What puzzles do you solve every day and which constructors constantly inspire you?

I solve the New York Times crossword every day, often the minute it's up online; the Los Angeles Times crossword in the newspaper, which we get every day (and the Sunday Los Angeles Times puzzle online or printed out); Merl Reagle's puzzle every Sunday; and the Newsday crossword in a local paper we get here. In addition, I recently subscribed to Fireball and try to solve those puzzles (often unsuccessfully--they're really hard!) every week. One constructor who constantly inspires me is Merl Reagle--it amazes me how he puts out a top-quality Sunday crossword every week! I also really admire the themeless puzzles by Barry Silk, Joe Krozel, and David Quarfoot. Kevin Der's rebuses are amazing, and Andrea Carla Michaels's early-week puzzles are always fun too.

Besides crosswords, what are your other interests?
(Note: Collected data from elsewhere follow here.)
Issue #184, opened 2016-05-23
don't use number is the url - use the slugified title


wilzbach:
e.g. instead of

http://tour.dlang.io/tour/basics/3

-> 

http://tour.dlang.io/tour/basics/memory

stonemaster:
Either this one or #137 otherwise it will be hard to maintain an organised file structure.

wilzbach:
Closed in favor of #137

stonemaster:
I think using your idea from #137 we'll be able have both. It will be just the .md file's title after XX_. We won't have a translated title but I think will be okay. Easier than the numbers.

wilzbach:
solved by #224 :)

PR #224, opened 2016-06-09
Use individual section files #137 #184

wilzbach:
@stonemaster I found a bit of time and gave #137 (the split-up in folders) a try.

Notable changes
-----------------------

- I use `index.yml` files as
    - renaming will be a pain
    - renames will mess up the git history (very problematic for translations)
    - we need a config file for the chapter title anyways
- a file can now only contain one `h1` element -> it will be it's title (that's a restriction for normal markdown/html too btw)
- `h2` sections are now allowed - I didn't see a reason anymore for this limitation and it will work smoother with markdown editor (e.g. Github)
- file recognition is now only semi-automatic (it's based on the index.yml ordering) - as mentioned before I believe that's the best way and most transparent way to solve this
- As a proof-of-concept I only splitted the welcome tour to avoid merge conflicts
- I didn't make further changes, but once this is merged we can start adding more cool stuff like "Edit this section on Github"
- I tried to keep the changes at a minimum, but for example a next (easy) step would be to have the tour start page and title in the `index.yml` too

Cheers,

Seb


source/contentprovider.d
```diff
@@ -78,56 +72,70 @@ class ContentProvider
 			auto parts = filename[contentDirectory.length .. $]
 					.split('/').filter!(x => !x.empty)
 					.array;
-			logInfo("Found content file '%s'", parts);
+			// search for language-specific root file
```
stonemaster: indentation

source/contentprovider.d
```diff
@@ -78,56 +72,70 @@ class ContentProvider
...
-					enforce(currentSection != 0, new Exception("%s: level 3 section can't be first (%s)".format(filename, section.title)));
-					auto content = updateContent(language, chapter, currentSection);
-					content.html ~= filterMarkdown(section.content,
-							MarkdownFlags.backtickCodeBlocks | MarkdownFlags.vanillaMarkdown);
-				} else {
-					throw new Exception("%s: Illegal section %s".format(filename, section.title));
-				}
+	private void addChapter(string chapter, string chapterDir, string language)
+	{
+	    auto configFile = buildPath(chapterDir, "index.yml");
```
stonemaster: indent

source/contentprovider.d
```diff
@@ -78,56 +72,70 @@ class ContentProvider
...
+            auto filename = buildPath(chapterDir, section ~ ".md");
+            Content* content = addSection(filename, chapter, section, language);
+            content._id = i++;
+        }
+	}
+
+	private Content* addSection(string filename, string chapter, string currentSection, string language)
+	{
+	    Content* content = updateContent(language, chapter, currentSection);
+        enforce(exists(filename), "couldn't find " ~ filename);
```
stonemaster: indent

stonemaster:
This PR can't be merged at the moment right? Because wondering how we proceed.
1. Split up all files
2. Have both systems - old & new supported and convert step by step.

stonemaster:
Btw. I like the `index.yml` format.

source/contentprovider.d
```diff
@@ -192,34 +200,30 @@ class ContentProvider
...
-			chapter.sections.length = sections.length;
-			foreach(sectionIdx, ref content; sections) {
-				auto section = &chapter.sections[sectionIdx - 1];
-				section.title = content.title;
-				section.sectionId = sectionIdx;
-			}
-		}
-
-		return toc;
+        struct Chapter {
```
stonemaster: indent

wilzbach:
The indentation is correct, probably just the usual problem that my vim is configured to use whitespaces. I will fix that later. 

For preceeding I would just write a small script that semi-automates the conversion. Imho that's less work than supporting both versions somehow.

source/contentprovider.d
```diff
@@ -192,34 +200,30 @@ class ContentProvider
...
+            string title;
+            string chapterId;
+            Tuple!(string, "title", string, "sectionId")[] sections;
+        }
+	    Chapter[] toc;
+        auto chapterTitles = language in chapterTitle_;
+        enforce(chapterTitles !is null, new Exception("%s not known.".format(language)));
+
+        // files are already sorted
+        foreach (chapterId, sections; content_[language]) {
```
stonemaster: Is this really sorted? _content is a hash map and so doesn't guarantee any ordering.

stonemaster:
>The indentation is correct, probably just the usual problem that my vim is configured to use whitespaces. I will fix that later.
> For preceeding I would just write a small script that semi-automates the conversion. Imho that's less work than supporting both versions somehow.

Anothe possibility is to just add a vim modeline so vim will pick up the right settings for that file.

source/contentprovider.d
wilzbach: Oh yeah I have to remove the comment - for the ordering a `._id` property is now created in the setup above

source/webinterface.d
```diff
@@ -125,20 +129,21 @@ class WebInterface
...
-	void getTour(HTTPServerRequest req, HTTPServerResponse res, string _chapter, int _section)
+	void getTour(HTTPServerRequest req, HTTPServerResponse res, string _chapter, string _section)
 	{
 		auto sec = getTourDataAndValidate(_chapter, _section);
 		auto htmlContent = sec.tourData.content.html;
 		auto chapterId = _chapter;
 		auto hasSourceCode = !sec.tourData.content.sourceCode.empty;
 		auto sourceCodeEnabled = sec.tourData.content.sourceCodeEnabled;
 		auto section = _section;
+		auto sectionId =  sec.tourData.content._id;
```
stonemaster: Is sectionId still needed? Shouldn't it be replaces by the short title?

wilzbach:
> Anothe possibility is to just add a vim modeline so vim will pick up the right settings for that file.

Indention/tab problem is fixed - sorry for the troubles.

stonemaster:
One remaining question: The old link format CHAPTER/ID is obselete then right? What about old bookmarks? Should we support them?

stonemaster:
How would htaccess work when we just use vibe.d? 
A route seems like the most sensible option. Does vibe.d support overloaded paths? Currently we match for :chapter/:section and the most easiest fix would be to have a :chapter/:section overload that parses :section as an integer... 
If this compatibility feature just ends being too much work I am also okay with just dropping old format's support. The tour isn't online for too long so I think we could live with a breaking change at this stage.

wilzbach:
> How would htaccess work when we just use vibe.d? 

oh I thought you use nginx or apache as reverse proxy.

> A route seems like the most sensible option. Does vibe.d support overloaded paths? Currently we match for :chapter/:section and the most easiest fix would be to have a :chapter/:section overload that parses :section as an integer... 

I don't know about path overloading, but we can just use `isNumeric` - I added this as a new commit. 
We probably want to send a 301 permanent `redirect` response, but that can be improved in the future :)

stonemaster:
Nice idea with `isNumeric`. If everything passes I'm okay with merging.
Just let's double check after this has been built and deployed that everything is working as before

wilzbach:
> If everything passes I'm okay with merging.

it's green for me :)

> Just let's double check after this has been built and deployed that everything is working as before

Alrighty!

wilzbach:
@stonemaster I rebased according to 049259dde23b4b40ca1923c8d8571151ce5f02db.
Can I merge this once Travis is green?

stonemaster:
Let's make this happen! 👍

wilzbach:
Let's rock then :)

wilzbach:
> Just let's double check after this has been built and deployed that everything is working as before

Everything looks ok on my end - I started to rebase the other pending PRs ;-)

stonemaster:
Great work, thanks! Did some dumb testing and everything seems to run just fine :-)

Crosswords take up most of my life outside of school! But I'm also interested in computer science and table tennis. When I'm not working on crosswords for submission or doing homework for school, I run a custom crossword business www.customcrossword.com. I've also donated custom crosswords to help good causes.

7 comments:

NW George said...

I think Merl Reagle's puzzles are good and enjoyed his punny cluing. but he doesn't put out a good puzzle every week. In fact, 90% of the puzzles printed in the newspapers are repeats of 6 to 8 years ago. If you haven't seen them before, enjoy. If you've been doing them for awhile, they're a bore. Don't know why newspapers pay for rerun puzzles; probably because they're cheap (Merl probably concentrates his time on selling his books)

I enjoy working your puzzles, and to think you are constructing this quality at 15-years just blows me away. Keep it up, please!

Anonymous said...

Amen. Glad I'm not that only one who noticed Merl's old work.

Steven J. St. John said...

Great interview. David certainly doesn't sound like a 15-year old. Interesting that you asked about the clue for Harmon, because when I worked the puzzle today it reminded me of working a Sporcle quiz yesterday on the Masters champions - I had remembered then that Butch's dad Claude won the Masters in the 40s. So there's a late-week clue to add to Killebrew, Mark, and Butch.

Keep up the good work David.

Chickie said...

A great interview, David. I'm so impressed that a 15 year has this great ability to construct a quality crossword puzzle. I'll look forward to more offerings from your CW pencil.

Lemonade714 said...

Yes, SJ SJ and Mark Harmon's father TOM won the Heisman Trophy playing for Michigan in 1940. There are many famous Harmons out there. It is great to have more of your interviews C.C.; this has always been a special part of the Corner

andrea carla michaels said...

Loved the interview...thanks for the shout out, David!

As someone who grew up in Minnesota in the 70s, I'd have liked to have seen a Killebrew reference. Tiger's coach is tough for a Tuesday, but maybe not for a golfer like the editor!

Anyway, CC, you captured young David's voice and how hard he's been working at this and the maturity way beyond his years...plus he's a delight in person (as are his parents, never more than 3 feet away! ;) A very warm and loving family!)

Anonymous said...

David, I applaud you for doing such a great, possible-to-do X-word puzzle for Monday, May 7. It is refreshing to have someone who apparently isn't trying to out-do the puzzlers of all time by making their clues so clever that I can not solve the puzzles. At your tender age, you probably haven't yet had to try to be the brightest bulb on the tree. You are probably an advanced kid in school, I'll bet. When I was fifteen I was one month away from graduating from high school at Alexandria, Alabama, then entering college at age sixteen. I am a life-long lover of words.

Please keep up the good puzzle work. And thanks again for today's good puzzle.